EXERCISE: Would you copy each line of the data below that has "Exit"?

━━━━━ SUPPLIED ENTRIES ━━━━━

Issue #171, opened 2026-06-02
Tracking: audit ownership/admin enforcement across remaining blueprints


bandrel:
The recent IDOR fix only covered `hashview/jobs/routes.py` — every endpoint that takes a resource-id path arg there now goes through `_authorize_job_or_abort()`. The same class of bug very likely exists elsewhere: any route that accepts a `<resource>_id` path parameter and only requires `@login_required` allows cross-tenant access.

Blueprints not yet audited:

- [ ] `hashview/customers/routes.py`
- [ ] `hashview/hashfiles/routes.py`
- [ ] `hashview/tasks/routes.py`
- [ ] `hashview/task_groups/routes.py`
- [ ] `hashview/rules/routes.py`
- [ ] `hashview/wordlists/routes.py`
- [ ] `hashview/notifications/routes.py`
- [ ] `hashview/users/routes.py` (profile edits, password resets, API key regen)
- [ ] `hashview/agents/routes.py` (verify scoping on agent-controlled cookies)
- [ ] `hashview/api/routes.py` — `is_authorized()` only validates the presence/correctness of an API key; check whether `/v1/jobs/<id>`, `/v1/tasks/<id>`, `/v1/hashfiles/<id>`, etc. actually scope returned rows to the calling user

`_authorize_job_or_abort` in `hashview/jobs/routes.py` is a template for the pattern, but a cross-blueprint variant (probably in `hashview/utils/`) is the cleaner long-term shape.

Adding an e2e test analogous to `test_job_idor_access_denied_for_other_user` for each resource type would catch regressions.

bandrel:
Worked through this checklist against the current `v0.8.3-dev`. Two findings, and the second one is the reason I am commenting rather than closing.

**The premise needs correcting.** This issue describes the jobs-blueprint fix as introducing a shared `_authorize_job_or_abort()` helper. No such helper exists anywhere in the tree (`grep -rn` finds nothing). What `jobs/routes.py` actually does is an inline `current_user.admin or X.owner_id == current_user.id` check per mutating route — e.g. `jobs_delete` at `hashview/jobs/routes.py:821`, `jobs_stop` at `:969`. So "extract the helper and apply it everywhere" is not the shape of the remaining work.

[...]

Issue #401, opened 2026-08-19
API: no endpoints for task groups — groups can only be built in the web UI


bandrel:
## Summary

Task groups exist only in the web UI. The `task_groups` blueprint (`hashview/task_groups/routes.py`) covers the whole lifecycle — create (`/task_groups/add`, line 53), assign (`/task_groups/assigned_tasks/<id>/add_task/<id>`, line 149), reorder (`promote_task`/`demote_task`, lines 180 and 209), delete (line 238) — and every one of those routes is `@login_required` HTML. There is no `/v1` counterpart: grepping `hashview/api/routes.py` for `task_group` finds only the internal `_cancel_task_group` helper (line 252).

That leaves a hole in an otherwise scriptable path. The API can create the pieces — `POST /v1/tasks/add` (line 1188), `POST /v1/rules/add/<name>` (line 707), `POST /v1/wordlists/add/<name>` (line 863), `POST /v1/jobs/add` (line 1012) — but not the grouping that organises them.

## Impact

Two things break for an API-only client.

**Curated task sets can't be assembled.** I generate tasks in bulk from a config file (hashview-utils), which works fine, but grouping them is then hand-work in the browser. My current case is 7 mask-file tasks that belong in one "Corporate Masks 8-14" group; the create half is scripted and the group half is clicking.

**`POST /v1/jobs/add` can't be pointed at a chosen task set.** It builds job tasks from the "top 10 effective tasks" for the hashfile's hash type (`routes.py:1054-1063`) and offers no parameter to override that. Combined with the missing group endpoints, there is no way to say "run exactly these tasks against this hashfile" over the API — the one place that picks tasks for you picks them by past effectiveness, and the one place a human curates a set is UI-only.

## Suggested fix

Four endpoints in `hashview/api/routes.py`, mirroring the auth and envelope of `v1_api_post_add_job` (`is_authorized(user=True, agent=False, ...)`, resolve the caller by `uuid` api_key cookie, return the `{status, type, msg}` JSON shape):

- `GET /v1/task_groups` — list groups with `tasks` already parsed into an id array, rather than making clients re-parse the stored string.
- `POST /v1/task_groups/add` — `{"name": ..., "tasks": [id, ...]}`, creating the group and its ordered membership in one call. Validate every id against `Tasks` and `404`/`400` on an unknown one.
- `POST /v1/task_groups/<int:task_group_id>/tasks` — set or append membership, preserving order, so a group can be built incrementally the way the UI does.
[...]

Issue #399, opened 2026-08-18
API: no way to replace the contents of an existing rule or wordlist (no PUT /v1/rules/<id> or /v1/wordlists/<id>)


bandrel:
## Summary

The v1 API can **create** rules and wordlists but has no way to **replace the contents of an existing one**. There is no `PUT /v1/rules/<int:rule_id>` and no `PUT /v1/wordlists/<int:wordlist_id>` — the only write routes are `POST /v1/rules/add/<rule_name>` (`hashview/api/routes.py:707`) and `POST /v1/wordlists/add/<wordlist_name>` (`routes.py:863`), both of which append a brand-new row.

The web UI is only half a workaround: rules have an in-place content editor (`GET/POST /rules/edit/<int:rule_id>`, `hashview/rules/routes.py:130`, which rewrites `rule.path` and recomputes `size`/`checksum`), but **wordlists have no edit route at all** — `hashview/wordlists/routes.py` offers add, delete, download and update-dynamic, and nothing that swaps a static wordlist's file.

## Impact

Delete-then-recreate is not an equivalent workaround, for three separate reasons:

1. **Delete is blocked precisely when you need it.** Both delete paths refuse when the resource is referenced by a task — `Tasks.query.filter_by(rule_id=rule.id)` (`rules/routes.py:195`) and the `Tasks.wl_id` check (`wordlists/routes.py:196-201`). The rules and wordlists worth refreshing are the ones already wired into tasks, so they can never be removed and re-added.
2. **The id changes.** A recreate mints a new `Rules`/`Wordlists` row, so every `Tasks.rule_id` / `Tasks.wl_id` still points at the old row, and any client holding an id has to re-resolve. Name-based re-resolution is itself unreliable today because the add endpoints don't dedupe names (see #397/#398).
3. **The API can't delete anything yet.** `DELETE /v1/rules/<id>` and `DELETE /v1/wordlists/<id>` don't exist — that's #397 and #398. Until those land, an API-only client cannot even attempt the workaround.

The concrete case is routine catalog maintenance: refreshing a curated rule file or swapping in a newer wordlist build across instances, from `migrate_catalog.py` in hashview-utils. Today that requires web-UI access for rules and is simply impossible for wordlists.

[...]

Issue #395, opened 2026-08-18
setup: default wordlist/rule seeding fails with EXDEV (os.replace) when control/ is a mount — blocks the volume fix for #383


bandrel:
## Summary

`add_default_static_wordlist` and `add_default_rules` install their seed files with `os.replace()`:

```python
# hashview/setup/__init__.py:81-83
os.system('gzip -d -k install/rockyou.txt.gz')
wordlist_path = 'hashview/control/wordlists/rockyou.txt'
os.replace('install/rockyou.txt', wordlist_path)

# hashview/setup/__init__.py:62-64
os.system('gzip -d -k install/best64.rule.gz')
rules_path = 'hashview/control/rules/best64.rule'
os.replace('install/best64.rule', rules_path)
```

`os.replace()` is `rename(2)`, which cannot cross filesystems. As soon as `control/` is a mount — a Docker volume, a bind mount, a separate partition — `install/` and `control/` are different devices and both calls fail with `EEXDEV`.

## Reproduction

Add the volumes that `control/` needs in order to survive a container rebuild, then boot fresh:

```yaml
services:
  app:
    build: .
    volumes:
      - wordlists:/hashview/control/wordlists
      - rules:/hashview/control/rules
```

First boot:

```
[INFO ] Adding Default Static Wordlist.
[ERROR] Adding Default Static Wordlist failed.
Traceback (most recent call last):
  File "/hashview/__init__.py", line 103, in setup_defaults_if_needed
    add_default_static_wordlist(db)
  File "/hashview/setup/__init__.py", line 83, in add_default_static_wordlist
    os.replace('install/rockyou.txt', wordlist_path)
OSError: [Errno 18] Cross-device link: 'install/rockyou.txt' -> 'hashview/control/wordlists/rockyou.txt'

[INFO ] Adding Default Rules.
[ERROR] Adding Default Rules failed.
OSError: [Errno 18] Cross-device link: 'install/best64.rule' -> 'hashview/control/rules/best64.rule'
```

## Why it's easy to miss

Both call sites in `hashview/__init__.py:100-105` and `:126-131` wrap the seeding in `try/except Exception` + `logger.exception`, so the app boots healthy and serves normally. You only notice later that there is no Rockyou wordlist and no Best64 rule — the failure is a log line, not a startup error.

Because `default_static_wordlist_need_added()` / `default_rules_need_added()` stay `True`, it also retries and fails identically on every single boot.

## Why it matters beyond an exotic setup

[...]

PR #417, opened 2026-08-21
docs: remediation roadmap for the open-issue backlog

### LINKED ISSUE #355: Cracked-hash import rejects hashcat $HEX[...] plaintexts

### LINKED ISSUE #374: API: report how many founds are NEW on import (counterpart to instacracked)
## Summary

`instacracked` tells you how many uploaded hashes this instance *already had plaintext for*. The missing counterpart is the opposite outcome: how many **founds are new** — that is, how many hashes this import moved from uncracked to cracked, contributing plaintext the instance did not previously hold.

The distinction that matters is about **recoveries, not hash rows**. A hash being new to the `hashes` table is uninteresting on its own; what an operator wants to know after bringing results in is "how much did I actually teach this server?"

## Terminology

For an import that carries plaintext, every submitted line falls into exactly one bucket:

| Bucket | Meaning |
|---|---|
| `new_founds` | The hash existed uncracked; this import supplied plaintext and flipped it to cracked. **The number being requested.** |
| `known_founds` | The hash was already cracked here; the plaintext adds nothing. (This is the `instacracked` case.) |
| `conflicting_founds` | The hash was already cracked here but with a *different* plaintext. Should not happen; if it does it means a collision, a mode mismatch, or bad input, and it should be surfaced rather than silently overwritten. |
| `unmatched` | Plaintext supplied for a ciphertext this instance doesn't have. Nothing to attach it to. |

`new_founds + known_founds + conflicting_founds + unmatched` should equal the number of input lines, so the response is self-checking.

## Where this belongs

This is a property of an import that carries plaintext, so it belongs on the existing founds-import endpoint `POST /v1/hashes/import/<hash_type>` (hashview/api/routes.py:1872) — not on `POST /v1/hashfiles/upload/...`, which only ever receives ciphertext and therefore can never produce a new found.

(An earlier revision of this issue proposed `new_hashes` / `existing_hashes` on the hashfile-upload route, counting rows new to the `hashes` table. That measures the wrong thing: hashes are inserted with `cracked=0`, so "new to the DB" says nothing about recoveries. Superseded by the bucket definitions above.)

## Why it's worth reporting

- It is the only way to tell a redundant re-import from one that added real knowledge. Both currently return a success body that looks identical.
- `new_founds` is precisely the set that will drive future `instacracked` results and future `(DYNAMIC) All Recovered Passwords` growth, so it quantifies what the import bought you going forward.
- `conflicting_founds` is a genuine correctness signal that no current endpoint surfaces.

## Implementation note

The per-hash outcome is already determined during import; it just isn't propagated. `import_hash_only()` (`hashview/utils/utils.py:544`) returns a bare id from both its found and created branches, and the crack-marking path in `v1_api_post_jobtask_crackfile_upload` similarly discards whether the row it updated had been cracked before. Counting these requires no additional queries, only returning the outcome alongside the id.

## Related

- #372 — closed; the founds-import endpoint already exists as `POST /v1/hashes/import/<hash_type>`.

## Current response

The route today returns a bare acknowledgement with no counts at all:

```json
{"msg": "OK", "status": 200, "type": "message"}
```

So an operator importing 34,447 founds cannot tell how many were newly recovered, how many were already known, or how many matched nothing in this instance. Note also that lines whose ciphertext isn't present are silently skipped (the `if record:` branch simply doesn't fire), which is exactly the `unmatched` bucket above — currently invisible.

bandrel:
Docs-only. Adds `docs/plans/2026-08-21-open-issue-remediation.md`.

## What this is

A triage of every issue that was open on the board (77 at the time of writing), verified against the code on `v0.8.3-dev` @ a8c08dd rather than against the issue text, sequenced into waves with the couplings that decide ordering written down.

It is deliberately a portfolio roadmap and not seventy implementation plans — each wave gets its detailed per-task plan when it starts, because plans written months ahead of the work go stale before anyone opens an editor.

## The parts worth reading even if you skip the rest

**Nine open PRs already fix issues on the board.** Landing them is the highest-yield item here and costs review time, not engineering time: #340, #354, #356, #358, #391, #400, #408, #415, #416.

**Two corrections that affect what gets closed:**
- PR #356's description claims it adds founds-import count fields and an `openapi.yaml` update. Its actual diff touches only `hashview/utils/utils.py` and two test files. It fixes #355 correctly but does **not** fix #374 — don't close #374 on merge.
- PR #367 is superseded; the `control/tmp` cleanup already landed at `api/routes.py:174-189` plus three call sites. #226 is closed citing that code.

**Orderings that are load-bearing, not preference:**
- #395 (EXDEV on `os.replace` when `control/` is a mount) blocks both #399's safe file swap and #383's volume fix.
- #384 (mask store) makes #402's chunking bug *reachable* — `chunking.py:117-126` gives a path-shaped mask a keyspace of 1, so it never chunks. Today no mask file can reach an agent, so it's theoretical. The interim guard has to ship with #384, not after it.
- #374's bucket semantics before #376, since the hashcat delegation produces exactly those buckets.
- The agent must learn to read real HTTP status codes before #221 flips the server's 200s to 401/403, or every deployed agent breaks.

**Five items are design questions, not defects,** and are called out so an implementer doesn't pick one up: #350 (flask-smorest go/no-go), read-side authorization, #412 (history retention), #401 (task-group storage), #123/#314 (scope down or close).

**One finding came out of the #171 audit that isn't tracked anywhere yet.** Mutation routes are uniformly owner-gated across every blueprint — that checklist is genuinely clean. Reads are uniformly *not*, and `hashfiles_download` (`hashfiles/routes.py:240-241`) has only `@login_required` while its `cracked`/`plains` formats return recovered plaintext for a guessable integer id. `tests/e2e/test_security.py:184` says the shared-view model is deliberate, so whether that's acceptable depends on whether all authenticated users are trusted across all client engagements. Left as a question on #171 rather than changed unilaterally.

## Board hygiene done alongside

Closed as already fixed, each with a code citation: #92, #129, #130, #141, #164, #226. Closed as an environment thread: #116. Commented rather than closed: #171 and PR #367.

## Verification

Docs-only, no code touched. Statuses in the document were verified by reading the tree; the handful that were not are explicitly labelled "not independently verified in this pass" so nobody treats them as checked.

### DIFF
--- a/docs/plans/2026-08-21-open-issue-remediation.md
+++ b/docs/plans/2026-08-21-open-issue-remediation.md
@@ -12,7 +12,7 @@ Every status below was verified by reading the code on `v0.8.3-dev`, not by trus
 
 ## Sequencing principles
 
-1. **Merge before build.** Nine open PRs already implement fixes for open issues. Landing them removes work from the board at review cost only, and several later waves touch the same files.
+1. **Merge before build.** Ten open PRs already implement fixes for open issues. Landing them removes work from the board at review cost only, and several later waves touch the same files.
 2. **Correctness before features.** A wrong number on the analytics page is worse than a missing one, because nobody knows to distrust it.
 3. **One PR per code region, not one PR per issue.** Where several issues live in the same function, fixing them separately means three reviewers reading the same diff three times and two of them rebasing.
 4. **Decide the design questions first.** Four items on the board are questions, not defects. Implementing them before the question is answered is how you get a feature nobody wanted.
@@ -21,7 +21,7 @@ Every status below was verified by reading the code on `v0.8.3-dev`, not by trus
 
 ## Wave 0 — Land what is already written
 
-Nine PRs are open against issues on the board. No new code required; this is review-and-merge capacity, and it is the single highest-yield thing on this roadmap.
+Ten PRs are open against issues on the board. Nine need no new code; this is review-and-merge capacity, and it is the single highest-yield thing on this roadmap.
 
 | PR | Closes | Notes |
 |---|---|---|
@@ -36,7 +36,7 @@ Nine PRs are open against issues on the board. No new code required; this is rev
 | #416 | #413, #414 | Server-side list filters; paginate and sort `/rules`. |
 | #420 | #226 (reopened) | Makes the `control/tmp` cleanup actually run; see below. |
 
-Nine PRs plus #420. Three things to fix while merging:
+Three things to fix while merging:
 
 - **PR #356's description overstates its diff.** The body claims it adds `verified`/`updated`/`unmatched`/`count` response fields and an `openapi.yaml` update. The actual diff touches only `hashview/utils/utils.py` and two test files — no route, no spec. It fixes #355 correctly; it does **not** fix #374. Do not close #374 on merge.
 - **PR #400 references #377 but does not fix it.** It fixes the job-collision bug (one shared wordlist row, concurrent jobs overwriting each other's crawl), which is worth merging. But `words = crawl_website_keywords(target, settings)` is still unguarded — it appears in the diff only as context — and the `try`/`except OSError` blocks it adds wrap the tmp-file write and move, not the crawl. A raising crawl still serves the previous run's file. Leave #377 open.
@@ -44,7 +44,7 @@ Nine PRs plus #420. Three things to fix while merging:
 
   The general lesson is worth carrying into the other waves: a green test that drives a helper directly can assert a contract the request path never exercises. Prefer a real request.
 
-**Exit criteria:** all nine remaining merged or explicitly rejected; #218, #226, #353, #355, #357, #105, #409, #410, #411, #413, #414 closed. #377 stays open.
+**Exit criteria:** all ten merged or explicitly rejected; #218, #226, #353, #355, #357, #105, #409, #410, #411, #413, #414 closed. #377 stays open.
 
 ---
 
--- a/docs/plans/2026-08-21-open-issue-remediation.md
+++ b/docs/plans/2026-08-21-open-issue-remediation.md
@@ -34,14 +34,17 @@ Nine PRs are open against issues on the board. No new code required; this is rev
 | #408 | #105 | e2e coverage for every top-level page. |
 | #415 | #409, #410, #411 | Machine-account / history filtering. Green, awaiting review. |
 | #416 | #413, #414 | Server-side list filters; paginate and sort `/rules`. |
+| #420 | #226 (reopened) | Makes the `control/tmp` cleanup actually run; see below. |
 
-Three things to fix while merging:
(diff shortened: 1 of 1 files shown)


bandrel:
Updated after a second sweep — two corrections to the document, both found by verifying claims I had taken on trust the first time.

**PR #400 does not fix #377.** The Wave 0 table originally listed it as closing #377. It doesn't: `words = crawl_website_keywords(target, settings)` is still an unguarded call (it appears in that diff only as context), and the `except OSError` blocks the PR adds wrap the tmp-file write and move, not the crawl. A raising crawl still serves the previous run's wordlist. #400 fixes the job-collision bug and is worth merging on that basis; #377 stays open. Flagged on #400 directly so it isn't auto-closed.

**The 19 unverified issues are now verified, and the board holds up.** The first pass labelled a batch "not independently verified" — those have now been checked one at a time against the code. Only #361 was resolved (the phosphor redesign's fluid main pane plus collapsible sidebar satisfies both halves of it); it is closed. The other eighteen are genuinely open with the gap located — `config.py:19-24` still concatenates the DB password into the URI with no `quote_plus` (#57), `docker-compose.yml:25` still publishes 3306 (#394), `setup/__init__.py:64,83` still call bare `os.replace` (#395), `add_default_tasks` still hardcodes `wl_id` 2/3 (#396).

Also noted: PR #367 is now closed as superseded, but the `control/tmp` cleanup that replaced it shipped with **no regression test** — nothing asserts the tmp listing is unchanged across a download, so the `call_on_close` hook could be removed with CI staying green. #367's three tests are worth cherry-picking.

━━━━━

TASK OUTPUT:
-**Exit criteria:** all nine remaining merged or explicitly rejected; #218, #226, #353, #355, #357, #105, #409, #410, #411, #413, #414 closed. #377 stays open.
+**Exit criteria:** all ten merged or explicitly rejected; #218, #226, #353, #355, #357, #105, #409, #410, #411, #413, #414 closed. #377 stays open.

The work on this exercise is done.